The transparent layer 4 is a film layer having good adhesiveness and transparency with the sol-gel layer. The transparent layer 4 is formed by adding 0.5g of pvc powder and 0.8g of diisooctyl phthalate in 10mL of THF, ultrasonically mixing the mixture in an ultrasonic machine, screen-printing the mixture on the central area of the carrier substrate 5 to form a film, and drying the film. The transparent layer 4 preferably has a thickness in the range of 30-120 microns.

Compared with the prior art, the fluorescent dissolved oxygen sensor diaphragm and the preparation method thereof provided by the invention have the advantages that the metal protective layer is added outside the organic film layer by adjusting the composition of the film material, so that the external light interference and the leakage of a fluorescent signal can be effectively avoided, in addition, the preparation process of the film material is adjusted, and the fluorescent characteristic, the stability and the processability of the fluorescent film material can be improved by adopting the methods of ultrasonic spraying and screen printing.

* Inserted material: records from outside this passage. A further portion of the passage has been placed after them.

PR #2410, opened 2024-06-13
use query param for atomics waiting state

wsbrunson:
Checkout window is already setup to interact with a query param sent from the instrumentation library


mchoun (approved):
👍

PR #2412, opened 2024-06-14
Fix Venmo Eligibility for Venmo Web & Shipping Callbacks 👾

spencersablan:
### Description
**JIRA:** https://paypal.atlassian.net/browse/LI-50460

_**🪄 Fixes Venmo's disappearing act**_ - Venmo was doing this stupid magic trick where it would show up on first render, then _✨ d i s a p p e a r ✨_ on second render.  This was because the `experiment` prop existed on first render but did not include `enableVenmoWeb`. So when you passed a shipping callback, it would be eligible according to the first render, but then the second render `experiment` prop would have `enableVenmoWeb: false`. 
Now, it won't show Venmo at all if you pass a shipping callback _unless_ you have Venmo Web enabled.
For now, if you pass a shipping callback & Venmo Web is enabled, this will cause a new magic trick where the Venmo button _✨ a p p e a r s ✨_ on second render... but that's a little better UX than what it was previously.  This can be fixed by adding the `venmoWebEnabled` experiment to the first render.

_**🪵 Added log for eligibility**_ - I'm a little tired of eligibility bugs being a guessing game outside of my local environment.  I added a log for when a funding source is eligible according to the funding eligibility check, but then fails in the funding config eligibility check.  If I had this before looking into this issue,  I would've been able to triage this in a fraction of the time. Hoping this helps us all in the future. 

❤️ Thank you!


src/funding/funding.js
```diff
@@ -114,26 +115,30 @@ export function isFundingEligible(
...
+        onShippingChange ||
+        onShippingAddressChange ||
+        onShippingOptionsChange
+    ),
+    wallet,
+    displayOnly,
+  };
+
+  if (fundingConfig.eligible && !fundingConfig.eligible?.(eligibilityProps)) {
+    getLogger().info(`${source}_ineligible`, {
```
wsbrunson, line 137: beautiful

src/funding/venmo/config.jsx
```diff
@@ -22,15 +22,22 @@ export function getVenmoConfig(): FundingSourceConfig {
...
       if (experiment && experiment.enableVenmo === false) {
         return false;
       }
 
-      if (
-        experiment &&
-        experiment.venmoWebEnabled === false &&
-        shippingChange
-      ) {
+      /**
```
wsbrunson, line 33: nice comment

wsbrunson (approved):
great work!

src/funding/funding.js
spencersablan: just like you homie

nikrom17 (approved):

It should be understood by those skilled in the art that the fluorescent dissolved oxygen sensor membrane and the method for manufacturing the same according to the present invention are not limited to the examples described in the detailed description, and the above detailed description is only for the purpose of illustrating the present invention and is not intended to limit the present invention. Other embodiments will be apparent to those skilled in the art from the following detailed description, which is intended to cover all modifications, equivalents, and alternatives falling within the spirit and scope of the invention as defined by the appended claims.